Issue #931, opened 2022-05-02
Inconsistent weights after GraphTools::toUndirected


angriman:
If we pass a directed weighted graph `Gd` with bidirectional edges such as `(u, v, w1)` and `(v, u, w2)` with `w1 != w2` to `GraphTools::toUndirected()`, the resulting undirected graph `Gu` will have inconsistent edge weights. If we traverse the edge `e = (u, v)` in `Gu`, the weight will be `w1`, but if we traverse `e` in the other direction, the weight will be `w2`, which is obviously wrong since `Gu` is undirected.

This happens because the copy constructor of `Graph` (used by `GraphTools::toUndirected`) simply copies the edge weights to the new graph.

Relux-the-Relux:
Which behavior would be desirable here? Should it then become a multigraph or should the edge have a weight of `w1+w2`?

angriman:
I don't think we should generate a multigraph, they are not well-supported in NetworKit. What about taking as input a binary operator? We could use `std::plus` by default.

PR #966, opened 2022-07-07
Fix the undirected Graph copy constructor so that it doesn't generate multigraphs

Relux-the-Relux:
This addresses #931 and should fix the inconsistent results from `GraphTools::toUndirected`.

Now when inserting the inEdges of the previous graph we check if the edge going in the opposite directions is already present in the Graph.


networkit/cpp/graph/Graph.cpp
```diff
@@ -106,44 +107,67 @@ Graph::Graph(const Graph &G, bool weighted, bool directed, bool edgesIndexed)
         // G is directed, but we want an undirected graph
         // so we need to combine the out and in stuff for every node
         outEdges.resize(z);
+        if (weighted)
```
fabratu, line 110: If you change the order of loops, pls check performance changes for typical use cases.

Rearranging the loops leads to a different memory layout concerning the involved edge vectors. In the current scheme `edges`, `weights` and `ids` are contiguous each (with respect to iterating over nodes). After rearranging memory is sorted by nodes (`[edges_0, weights_0, ids_0, edges_1, weights_1, ...]`).

networkit/cpp/graph/Graph.cpp
```diff
@@ -106,44 +107,67 @@ Graph::Graph(const Graph &G, bool weighted, bool directed, bool edgesIndexed)
...
+            count edgeSurplus = 0;
+            for (count i = 0; i < G.inEdges[u].size(); i++) {
+                node v = G.inEdges[u][i];
+                bool alreadyPresent = false;
+                for (count j = 0; j < G.outEdges[u].size(); j++) {
+                    if (v == G.outEdges[u][j]) {
+                        alreadyPresent = true;
+                        if (u != v) {
+                            edgeSurplus++;
+                            if (weighted && G.isWeighted())
```
fabratu, line 148: This can be simplified by using one `if` for `weighted` and a conditional operator.

networkit/cpp/graph/Graph.cpp
```diff
@@ -106,44 +107,67 @@ Graph::Graph(const Graph &G, bool weighted, bool directed, bool edgesIndexed)
...
+                                outEdgeWeights[u][j] =
+                                    f(G.inEdgeWeights[u][i], G.outEdgeWeights[u][j]);
+                            else if (weighted)
+                                outEdgeWeights[u][j] = outEdgeWeights[u][j] =
```
fabratu, line 152: Typo?

fabratu (changes requested):

networkit/cpp/graph/Graph.cpp
Relux-the-Relux: The reason I changed the order of the loops is that when doing the weights and Ids we would have to check in the `out`/`inEdges` array to check if there is a collision between an inedge and an outedge anyway so that we wouldn't have continuous access of memory there even if we inserted each of them in their separate loop.

networkit/cpp/graph/Graph.cpp
```diff
@@ -56,7 +56,8 @@ Graph::Graph(std::initializer_list<WeightedEdge> edges) : Graph(0, true) {
     }
 }
 
-Graph::Graph(const Graph &G, bool weighted, bool directed, bool edgesIndexed)
+Graph::Graph(const Graph &G, bool weighted, bool directed, bool edgesIndexed,
+             std::function<edgeweight(edgeweight, edgeweight)> f)
```
avdgrinten, line 60: We can't use `std::function` in performance critical code, `std::function` has a high per-call overhead. Use a template parameter instead.

angriman:
It is also important to add some documentation, currently there is none. In particular, we should describe how the constructor behaves when we try to build an undirected graph out of a directed graph.

networkit/cpp/graph/Graph.cpp
```diff
@@ -106,45 +107,68 @@ Graph::Graph(const Graph &G, bool weighted, bool directed, bool edgesIndexed)
...
             }
         }
+        for (node u = 0; u < z; u++) {
+            // this is necessary to avoid multi edges, because both u -> v and v -> u can exist in G
+            count edgeSurplus = 0;
+            for (count i = 0; i < G.inEdges[u].size(); i++) {
+                node v = G.inEdges[u][i];
+                bool alreadyPresent = false;
+                for (count j = 0; j < G.outEdges[u].size(); j++) {
+                    if (v == G.outEdges[u][j]) { // the edge already exists as an out edge
```
angriman, line 145: We can remove some indentations and make the code more readable
```suggestion
                    if (v != G.outEdges[u][j])
                        continue;
```

networkit/cpp/graph/Graph.cpp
::::::::
**WHAT YOU NEED TO DO**
Over the whole of the material above, count the lines that contain the word "function"; give only the number.

**EXERCISE ANSWER**
2